*Problem to solve*
Your task is to output every record exactly as it is given.

· · · ·

PR #938, opened 2023-05-01
Peer Scoring Refactors

moshe-blox:
This PR changes how we score peers by subnets within the recurring task which disconnects the lowest scored peer every minute.

Previously, we seemed to have not favored peers who share many subnets with us, which caused us to disconnect from them and desaturate our subnets.

With this PR, we also strongly boost the scores of subnets for which we have too few connections, and attempt to not disconnect from the peers with whom we share them.


moshe-blox:
I think the scoring algorithm would be much simpler if we discard the limit of maximum peers per subnet.

```python
def score_subnet(conns, min_conns):
  # Exponential scoring when below minimum.
  if conns < min_conns:
    return 1 + ((min_conns - conns) / min_conns)^2
  
  # Inverse scoring when above minimum.
  return 1 / ((conns - min_conns) / min_conns)
```

network/peers/conn_manager.go
```diff
@@ -64,48 +72,122 @@ func (c connManager) TrimPeers(ctx context.Context, logger *zap.Logger, net libp
...
 	return GetTopScores(peerScores, n)
 }
+
+type peerLog struct {
+	Peer          peer.ID
+	Score         PeerScore
+	SharedSubnets int
+}
+
+func (c connManager) logPeerScores(peerLogs []peerLog, mySubnets records.Subnets, subnetConnections []int) {
```
y0sher, line 132: this code is a bit complicated and thats not a good thing. Also not something we going to change right now but this peer-balancing according to subnets is an attack vector, because we report about ourselves the subnets we are in. And you can send whatever subnets you want, this affects scoring and can help an attacker eclipse our node.
it's pretty easy actually as in the handshake you send me the subnets you are in, I can understand you want these subnets so I send you back that I'm in all of them. and when balancing you will kick out peers that are not present in all of them like me (of course if I keep connecting with more peers that share all the subnets)
it's worth to research about how libp2p recommends to do peer scoring as subnets are just topics eventually.

y0sher (approved):
Approving, though I think we need to revisit the whole concept of how and why we use Subnets and how we balance peers inside them. this is a delicate matter that we can see just like this PR can result in missing duties when handled wrongly.

We need to eventually understand how much value we're getting from this, is it a premature optimization? we need to be able to test and know how much it helps.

· · · ·

*Response area*
PR #938, opened 2023-05-01
Peer Scoring Refactors

moshe-blox:
This PR changes how we score peers by subnets within the recurring task which disconnects the lowest scored peer every minute.

Previously, we seemed to have not favored peers who share many subnets with us, which caused us to disconnect from them and desaturate our subnets.

With this PR, we also strongly boost the scores of subnets for which we have too few connections, and attempt to not disconnect from the peers with whom we share them.


moshe-blox:
I think the scoring algorithm would be much simpler if we discard the limit of maximum peers per subnet.

```python
def score_subnet(conns, min_conns):
  # Exponential scoring when below minimum.
  if conns < min_conns:
    return 1 + ((min_conns - conns) / min_conns)^2
  
  # Inverse scoring when above minimum.
  return 1 / ((conns - min_conns) / min_conns)
```

network/peers/conn_manager.go
```diff
@@ -64,48 +72,122 @@ func (c connManager) TrimPeers(ctx context.Context, logger *zap.Logger, net libp
...
 	return GetTopScores(peerScores, n)
 }
+
+type peerLog struct {
+	Peer          peer.ID
+	Score         PeerScore
+	SharedSubnets int
+}
+
+func (c connManager) logPeerScores(peerLogs []peerLog, mySubnets records.Subnets, subnetConnections []int) {
```
y0sher, line 132: this code is a bit complicated and thats not a good thing. Also not something we going to change right now but this peer-balancing according to subnets is an attack vector, because we report about ourselves the subnets we are in. And you can send whatever subnets you want, this affects scoring and can help an attacker eclipse our node.
it's pretty easy actually as in the handshake you send me the subnets you are in, I can understand you want these subnets so I send you back that I'm in all of them. and when balancing you will kick out peers that are not present in all of them like me (of course if I keep connecting with more peers that share all the subnets)
it's worth to research about how libp2p recommends to do peer scoring as subnets are just topics eventually.

y0sher (approved):
Approving, though I think we need to revisit the whole concept of how and why we use Subnets and how we balance peers inside them. this is a delicate matter that we can see just like this PR can result in missing duties when handled wrongly.

We need to eventually understand how much value we're getting from this, is it a premature optimization? we need to be able to test and know how much it helps.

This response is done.